I began a correspondence with ISED, the department formerly known as Industry, about the program’s evolution. Ng’s call had been for the “Grow Your Business Online” component of the Canada Digital Adoption Program, the department told me on Aug. 3. This first component of the strategy would employ “up to 11,200 young digital advisors.” A second component, “Boost Your Business Tech,” would hire 16,800 more young people and would be announced “soon.”
There followed, very soon after, a wholly unnecessary federal election. Nobody should expect files like this to go anywhere during a campaign. But in mid-December I checked in with ISED for an update. Who’d been selected to run the program? Were businesses now being launched into the future?
“More than 50” not-for-profits had applied to run Grow Your Business Online, the department told me, “and we are currently finalizing our selection process.” Indeed, the process of selecting an organization to run the second component, Boost Your Business Tech, was also “nearing completion.”

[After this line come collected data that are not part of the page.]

PR #1949, opened 2017-09-26
fix(tests): Updates assertion grammar for Wrapper tests

mohamed-ismat:


app/components/IssueIcon/tests/index.test.js
```diff
@@ -4,7 +4,7 @@ import { shallow } from 'enzyme';
 import IssueIcon from '../index';
 
 describe('<IssueIcon />', () => {
-  it('should render a SVG', () => {
+  it('should render an SVG', () => {
```
KarandikarMihir: I'm not a native English speaker, but I think "an SVG" is correct, because it's pronounced as ES-V-G? :sweat_smile:

mohamed-ismat: yes it was "a SVG" and I changed it to "an SVG" :)

KarandikarMihir: Ah! Sorry, I got it the other way around.

PR #1954, opened 2017-09-27
Update immutablejs.md

mohamed-ismat:


justingreenberg:
@mohamed-ismat thank you!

This was exciting, so I waited two more months and then asked, in mid-February, whether the department had an update on the process they had been finalizing two months earlier, or on the one that had been nearing completion. The department replied that “as of currently there has been no update to our previous response.”
This delay must have been frustrating to you, if you are the owner of a small business with no access to Google or a smartphone. Ten months after announcing a historic and game-changing plan to provide critical and crucial help to the many businesses that have not yet progressed beyond 8-track tape, the government hadn’t decided who’s going to run the thing.

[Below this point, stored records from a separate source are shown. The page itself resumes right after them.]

PR #1963, opened 2017-10-04
feat(webpack): Add heartbeat option to `webpack-hot-middleware`

mikunpham:
Add `heartbeat` option in `webpack-hot-middleware` to remove error ERR_INCOMPLETE_CHUNKED_ENCODING

screen shot 2017-10-04 at 10 38 40 pm

### DIFF
--- a/server/middlewares/addDevMiddlewares.js
+++ b/server/middlewares/addDevMiddlewares.js
@@ -17,7 +17,9 @@ module.exports = function addDevMiddlewares(app, webpackConfig) {
   const middleware = createWebpackMiddleware(compiler, webpackConfig.output.publicPath);
 
   app.use(middleware);
-  app.use(webpackHotMiddleware(compiler));
+  app.use(webpackHotMiddleware(compiler, {
+    heartbeat: 2000,
+  }));
 
   // Since webpackDevMiddleware uses memory-fs internally to store build
   // artifacts, we use it instead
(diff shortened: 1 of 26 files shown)


server/middlewares/addDevMiddlewares.js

I can’t overstate how common this sort of thing is. Whether it’s government support for artificial intelligence to its plan to drive industrial innovation by buying the shiniest new widgets for use by the government itself, we’re getting used to a world where the last good day for a government program is the day it’s announced.
Anyway, now we have an announcement! The details remain sketchy. ISED has laid on a technical briefing for journalists for Friday, at which officials will answer detail questions. I couldn’t help noticing that Friday is after Thursday, which was the day journalists had a chance to ask the PM about the program. Back when the Harper Conservatives were in power, and the government started explaining programs after ministers had already taken questions about them, we naively assumed this backward arrangement was a reflection of Stephen Harper’s unique disdain for questions and the people who ask them. Turns out it wasn’t unique! Turns out it’s pretty generic.
Anyway. A few answers are coming to light. Who’ll run the Grow Your Business Online component? This page suggests it’ll be various organizations, depending on location. Coverage seems spotty: If you live in Atlantic Canada, you’re to apply to the New Brunswick Association of Community Business Development Corporations.
Do the 13 service providers each have an average of 861 young digital concierges ready to head out and show businesses how to turn on their laptops? Uh, maybe? This page sure makes it sound like the young web gurus are not yet actually standing by. “E-commerce advisors will have the opportunity to work with local small businesses,” it says. “Advisors will receive training from their service provider.” Soon, perhaps.
I’m actually trying to imagine a company that, in 2022, isn’t online yet; wants to get online; and figures the quick way to do that is to apply to a government program that began accepting applications 11 months after it was announced. It’s an open question whether such companies, if they exist, should be encouraged to keep acting that way. And I keep coming back to how, on the day of the big budget, this was the first thing the government wanted to brag about.